● **Task statement**:
Your answer is to be every line of the material that includes the string "ActiveRecord".

● **Input data**:

PR #336, opened 2021-12-17
Version all old ActiveRecord migration classes

gabebw:
Rails 7 will throw an error about unversioned migrations:

    Directly inheriting from ActiveRecord::Migration is not supported.
    Please specify the Active Record release the migration was written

● **Output for this task**:
Version all old ActiveRecord migration classes
    Directly inheriting from ActiveRecord::Migration is not supported.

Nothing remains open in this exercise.